My qualified endorsement of the Greens has led to some consternation: how can an economist endorse a party which has some fruitloop ideas? I suspect that some of this bemusement is a form of culture shock; it arises from the gulf between my perspective as an economist and that of Westminster bubblethink.
From my perspective, the main parties are just daft. They are promising to cut the deficit although this risks exacerbating any future slowdown and ignores the fact that negative real rates make this a great time to invest in infrastructure. They want to curb immigration even though there's no economic case for doing so and such curbs might hurt long-run growth. They are silent on the UK's single biggest economic problem, stagnant productivity and have no ideas about what to do about the banks beyond regarding them as a magic money tree; you'd never guess from the election debate that it was banks that caused the financial crisis. They have little solution to the housing crisis. And they seem to think governments can raise billions from reducing tax dodging without telling us which loopholes companies are using and which they intend to close.

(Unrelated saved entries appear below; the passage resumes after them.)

PR #4745, opened 2021-01-13
os/board/rtl8721csm : Modify wifi driver skbuff to get better performance

keerthanalex:
Modified skbuff to 40 from 56 to get better performance
Updated wlan and wps libs with/without fpu

PR #4750, opened 2021-01-19
os/board/rtl8721csm : Tune Wi-Fi driver RX buffer count to get better performance for weak signal

keerthanalex:
Modified RX buffer count to get better performance for weak signal
Modified the condition of power save threshold to packet count
Updated wlan and wps libs with/without fpu


jeongchanKim (approved):
LGTM

sunghan-chang (approved):

keerthanalex:
Includes the change from #4745 as well.

keerthanalex:
@thapav, Please find the Wi-Fi throughput result as below

Shield Room | Latest(before #4750) | PR #4750
-- | -- | --
RX   throughput (Mbps) | ~29 | ~30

In all these ways, the mainstream parties are as loopy as the Greens - and perhaps more expensively so given that macroeconomic errors can have a bigger cost than micro ones. As Martin Wolf says, none of them deserve to win.

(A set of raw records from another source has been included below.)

PR #4755, opened 2021-01-21
configs/rtl8721csm: set secure storage partition name and skip that at download

sunghan-chang:
1. config/rtl8721csm/download.sh: skip non-binary partition 
2. configs/rtl8721csm/*: set partition name for secure storage


jeongchanKim (approved):
LGTM

Taejun-Kwon (approved):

Non-economists, however, don't seem to appreciate just how silly the mainstream is. A big reason for this, of course, is that the media has constructed its own narrative of mediamacro which legitimates deficit fetishism and "concerns" about immigration whilst marginalizing other issues such as the economic cost of inequality and stagnant productivity.
Mediamacro, however, is only part of the story. It is one of a number of practices whereby the ideas of those in power are given credence.
We see this, for example, in the way in which the media jealously guards its access to politicians to preserve the privileged dialogue of bubblethink - hence the hostility to Ed Miliband meeting Russell Brand. We see it in the way in which matters of choice are presented as necessities. We see it in the way in which some engagement with politics is approved and some (such as Milifandom) sneered at. And we see it in a host of legitimation rituals. These include the language of politics - who else uses phrases like "committed to", "pledge" or "the right thing to do"? - and even the dress code; Yanis Varoufakis is often called "unconventional" because he doesn't wear a tie.
Politics has many ways of creating and sustaining what Paul Krugman calls "Very Serious People" and Nassim Nicholas Taleb "empty suits" - men (generally men) whose judgments (always judgments) are sensible, sober, and wrong. One reason why I'll be voting Green is to reject this flummery.
Another thing: one might ask why there is no political party with entirely sound economics - one that: is concerned about productivity; anti-austerian; pro-market (in the right institutional framework); and egalitarian. But that's another question.